Maar deze onderscheiding heeft ook een keerzijde, zo blijkt uit onderzoek van majoor N.U. Stam. Een artikel in de serie over ‘gevechtservaringen’, het jaarthema van het Veteraneninstituut.
De krijgsmacht is erop gericht om adequaat te kunnen reageren in een crisissituatie, wanneer de veiligheid van Nederland of die van een van de bondgenoten in het geding is. Als een militair tijdens een missie gevechtservaring opdoet, is dit voor zowel de militair als de organisatie een belangrijke gebeurtenis. Aan de ene kant – vooral als het gevecht succesvol afgeslagen of gewonnen wordt – is het voor de organisatie een manier om te zien zij haar rekruten goed opleidt.

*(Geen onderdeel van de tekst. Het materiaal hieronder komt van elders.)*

PR #4844, opened 2020-07-12
fix the issue where ransac fails if all the inliers are false and add tests

### LINKED ISSUE #4816: skimage.image's ransac function does not handle well when best_inliers are all False
## Description

`ransac` routine is supposed to handle well on arbitrary data input.
However, when the best sample model regards all data points as all outliers, `ransac` routine will fail immediately after this line because the `best_inliers` are all `False`:
https://github.com/scikit-image/scikit-image/blob/34c2809ab509acd4e34a0a8c5530588adf0e68e7/skimage/measure/fit.py#L873

## Way to reproduce
```python

import numpy as np
from numpy.polynomial import Polynomial as Poly
from skimage.measure import ransac

class LinearXModel(object):
    def estimate(self, data):
        self.params = Poly.fit(data[:, 1], data[:, 0], 1, domain=[-1, 1])
        return True

    def residuals(self, data):
        return abs(self.params(data[:, 1]) - data[:, 0])

def main():
    data = np.array(
      [[ 943. , 1374.5],
       [1518. , 3293.5],
       [ 749. , 3450.5],
       [2237. , 3578.5],
       [1022. , 3668.5]], dtype=np.float64)
    model, inliers = ransac(data, LinearXModel, 3, 2.2, random_state=1523427)

if __name__ == "__main__":
    main()
```

The output:
```
  File "ransac_bug.py", line 23, in <module>
    main()
  File "ransac_bug.py", line 20, in main
    model, inliers = ransac(data, LinearXModel, 3, 2.2, random_state=1523427)
  File "/home/user/miniconda3/envs/rebook/lib/python3.6/site-packages/skimage/measure/fit.py", line 874, in ransac
    best_model.estimate(*data_inliers)
  File "ransac_bug.py", line 7, in estimate
    self.params = Poly.fit(data[:, 1], data[:, 0], 1, domain=[-1, 1])
  File "/home/user/miniconda3/envs/rebook/lib/python3.6/site-packages/numpy/polynomial/_polybase.py", line 892, in fit
    res = cls._fit(xnew, y, deg, w=w, rcond=rcond, full=full)
  File "/home/user/miniconda3/envs/rebook/lib/python3.6/site-packages/numpy/polynomial/polynomial.py", line 1336, in polyfit
    return pu._fit(polyvander, x, y, deg, rcond, full, w)
  File "/home/user/miniconda3/envs/rebook/lib/python3.6/site-packages/numpy/polynomial/polyutils.py", line 668, in _fit
    raise TypeError("expected non-empty vector for x")
TypeError: expected non-empty vector for x
```

## Version information
```python
```

```python
# your output here
3.6.10 |Anaconda, Inc.| (default, May  8 2020, 02:54:21)
[GCC 7.3.0]
Linux-4.15.0-70-generic-x86_64-with-debian-buster-sid
scikit-image version: 0.17.2
numpy version: 1.18.5
```

wwymak:
## Description

Resolves #4816
The ransac function fails if there are no inliers because https://github.com/scikit-image/scikit-image/blob/1ae430495cab620a0cd067224d01b2f90d1d58e9/skimage/measure/fit.py#L871 does not handle for the case `best_inliers = [False, False, False...]`.

This PR adds a check for this case and only fit the final model if at least 1 of the array of best_inliers is True. (and also added a test to check for this bug)
 
## Checklist

  existing benchmark
- Unit tests

## For reviewers

  later.


skimage/measure/fit.py
```diff
@@ -868,7 +868,7 @@ def ransac(data, model_class, min_samples, residual_threshold,
                 break
 
     # estimate final model using all inliers
-    if best_inliers is not None:
+    if best_inliers is not None and sum(best_inliers) > 0:
```
grlee77, line 871: It will be more efficient to use `any` rather than `sum` (any will stop checking values as soon as the first True value is found)

skimage/measure/fit.py
```diff
@@ -868,7 +868,7 @@ def ransac(data, model_class, min_samples, residual_threshold,
...
         # select inliers for each data array
         data_inliers = [d[best_inliers] for d in data]
         best_model.estimate(*data_inliers)
```
grlee77, line 874: Should we add an `else` clause to set `best_model=None` when there are no inliers to use in estimating the model? Or maybe raise a UserWarning in that case? (I am not a `ransac` user, so am not sure what the best solution is)

mkcor: I would also add an `else` clause. Morally (haven't checked for types):
```py
if any(best_inliers):
    # estimate model
else:
    best_inliers = None
    best_model = None
    # warn user
```
and update test to check for `None` return values.

skimage/measure/tests/test_fit.py
```diff
@@ -386,3 +386,11 @@ def residuals(self, data):
     data = np.arange(4)
     ransac(data, DummyModel, min_samples=3, residual_threshold=0.0,
            max_trials=10)
+
+
+def test_ransac_with_no_final_inliers():
+    data = np.random.rand(5, 2)
+    model, inliers = ransac(data, model_class=LineModelND, min_samples=3,
+                            residual_threshold=0, random_state=1523427)
+    assert_equal(inliers, None)
```
mkcor, line 395:
```suggestion
    assert inliers is None
```

skimage/measure/fit.py
emmanuelle: @grlee77 @mkcor please resolve the convo if the change is ok for you

skimage/measure/tests/test_fit.py
```diff
@@ -386,3 +386,11 @@ def residuals(self, data):
     data = np.arange(4)
     ransac(data, DummyModel, min_samples=3, residual_threshold=0.0,
            max_trials=10)
+
+
+def test_ransac_with_no_final_inliers():
+    data = np.random.rand(5, 2)
+    model, inliers = ransac(data, model_class=LineModelND, min_samples=3,
```
emmanuelle, line 393: One thing I don't understand here is that our tests should fail if a warning is not caught in a specific context (like for example https://github.com/scikit-image/scikit-image/blob/master/skimage/transform/tests/test_warps.py#L666). Are you sure that the warning is issued? Maybe I'm missing something here...

skimage/measure/fit.py
```diff
@@ -868,9 +869,13 @@ def ransac(data, model_class, min_samples, residual_threshold,
...
     # estimate final model using all inliers
-    if best_inliers is not None:
+    if best_inliers is not None and any(best_inliers):
         # select inliers for each data array
         data_inliers = [d[best_inliers] for d in data]
         best_model.estimate(*data_inliers)
+    else:
+        best_model = None
+        best_inliers = None
+        warn("User warning: no inliers found. Model not fitted")
```
emmanuelle, line 879:
```suggestion
        warn("No inliers found. Model not fitted")
```

emmanuelle: `UserWarning` is the default category of `warnings.warn` so no need to mention `UserWarning` in the message (see https://docs.python.org/2/library/warnings.html#warnings.warn).

skimage/measure/tests/test_fit.py
wwymak: hmm, I definitely see the warning I run the test

```
Testing started at 18:33 ...
/home/wwymak/anaconda3/envs/skimage-dev/bin/python /snap/pycharm-professional/206/plugins/python/helpers/pycharm/_jb_pytest_runner.py --target test_fit.py::test_ransac_with_no_final_inliers
Launching pytest with arguments test_fit.py::test_ransac_with_no_final_inliers in /home/wwymak/libraries/scikit-image/skimage/measure/tests

============================= test session starts ==============================
platform linux -- Python 3.7.6, pytest-5.4.3, py-1.9.0, pluggy-0.13.1 -- /home/wwymak/anaconda3/envs/skimage-dev/bin/python
cachedir: .pytest_cache
rootdir: /home/wwymak/libraries/scikit-image/skimage/measure
collecting ... collected 1 item

test_fit.py::test_ransac_with_no_final_inliers PASSED                    [100%]

=============================== warnings summary ===============================
tests/test_fit.py::test_ransac_with_no_final_inliers
  /home/wwymak/libraries/scikit-image/skimage/measure/fit.py:879: UserWarning: No inliers found. Model not fitted
    warn("No inliers found. Model not fitted")

-- Docs: https://docs.pytest.org/en/latest/warnings.html
========================= 1 passed, 1 warning in 0.19s =========================

Process finished with exit code 0
```
:thinking:

skimage/measure/fit.py
mkcor: @emmanuelle I actually don't have 'resolve' permission -- is it possible? Also, I admit that I would love to see type hints in the `ransac` function... because an object could be `not None` but not iterable either...

skimage/measure/tests/test_fit.py
mkcor: The warning is issued indeed, but (apparently) this counts as passed.  I guess that's an upstream (not directly related) issue/choice regarding whether a warning should be considered a pass or a fail. In any case, it's cleaner to catch the warning in the dedicated context, so that we have a 'plain' pass.

mkcor, line 393:
```suggestion
    with expected_warnings(['No inliers found. Model not fitted']):
        model, inliers = ransac(data, model_class=LineModelND, min_samples=3,
```

skimage/measure/tests/test_fit.py
```diff
@@ -386,3 +386,11 @@ def residuals(self, data):
...
+                            residual_threshold=0, random_state=1523427)
```
mkcor, line 394:
```suggestion
                                min_samples=3, residual_threshold=0,
                                random_state=1523427)
```

mkcor: @wwymak if you include the above two code suggestions, also include
```py
from skimage._shared._warnings import expected_warnings
```
in the imports :)

skimage/measure/tests/test_fit.py
mkcor: edit: "whether a warning ..." --> "which kind of warning exactly should be treated as an error"

mkcor:
Dear @wwymak, @emmanuelle is on vacation this week. Thank you for your patience! :pray:

alexdesiqueira:
@grlee77 could I bother you for another round of reviews here? :blush: Thanks!

skimage/measure/tests/test_fit.py
grlee77: The line break suggested here was not made, but it is within the <80 character limit as is so I will mark this as resolved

Voor de betrokken militair is het een manier om te laten zien dat hij of zij waardevol is voor de organisatie.
Defensie reikt dan ook aan militairen met gevechtservaring een zogeheten gevechtsinsigne uit om haar waardering te tonen. Hoewel bedoeld als een extra teken van waardering, heeft het gevechtsinsigne ook onbedoelde gevolgen, zo toonde Majoor Stam aan in zijn onderzoek onder officieren met en zonder gevechtservaring.
Eenmaal terug in Nederland, bleek dat officieren met insigne automatisch een band voelen met andere officieren met gevechtsinsigne, terwijl ze die niet voelen met officieren zonder gevechtsinsigne. Ze kozen er vaak voor om hun gevechtservaringen alleen te delen met degenen die ook gevechtservaring hebben, vanuit de gedachte dat degenen zonder die ervaring hen toch niet zouden begrijpen. Ook hadden degenen met een gevechtsinsigne binnen de krijgsmacht een hogere sociale status. Dat bleek bijvoorbeeld uit het feit dat hun mening klakkeloos werd overgenomen door anderen en dat officieren zonder gevechtservaring nauwelijks kritiek op hen uitten.
Doordat het gevechtsinsigne de sociale status van iemand binnen de krijgsmacht duidelijk ophoogt, zouden sommige officieren het gevechtscontact tijdens missies zelfs opzoeken, zo vertelden de geïnterviewden. Op die manier zouden zij ook een gevechtsinsigne krijgen en dus bij de groep met het hogere aanzien gaan horen. Gezien de gevaren die dit gedrag met zich meebrengt en gezien het feit dat onze krijgsmacht gericht is op de de-escalatie van geweld, is dit geen wenselijke ontwikkeling.
Het gevechtsinsigne creëert dus tegelijkertijd verdeeldheid én verbondenheid. Het zorgt voor een diepere band tussen degenen die het insigne wel hebben, maar tegelijkertijd ook voor een kloof tussen degenen met en zonder gevechtservaring.
Naar aanleiding van zijn onderzoek geeft Majoor Stam dan ook enkele tips om de verbondenheid tussen beide groepen te stimuleren en de kloof te dichten. De eerste is om geen gevechtsinsigne uit te reiken. Maar aangezien dat niet zo snel zal verdwijnen, raadt hij ook aan om communicatie over de gevechtservaring te stimuleren. Officieren met deze ervaringen kunnen degenen zonder gevechtservaring alleen maar iets nuttigs leren als zij openheid van zaken geven. Met zijn allen goed op de hoogte zijn, versterkt ook weer de onderlinge band. Bovendien kan praten over de ervaring hen zelf ook helpen in de verwerking.
Het belangrijkste is om de gevechtservaring niet bij een individu op de borst te spelden, maar mee naar huis te nemen op een manier dat de hele krijgsmacht ervan kan leren. Uiteindelijk is de ervaring dan nuttig voor iedereen. En misschien nog belangrijker: voelt iedereen zich weer betrokken bij elkaar. Zo kan gevechtservaring verbinden in plaats van verdelen: één voor allen, allen voor één.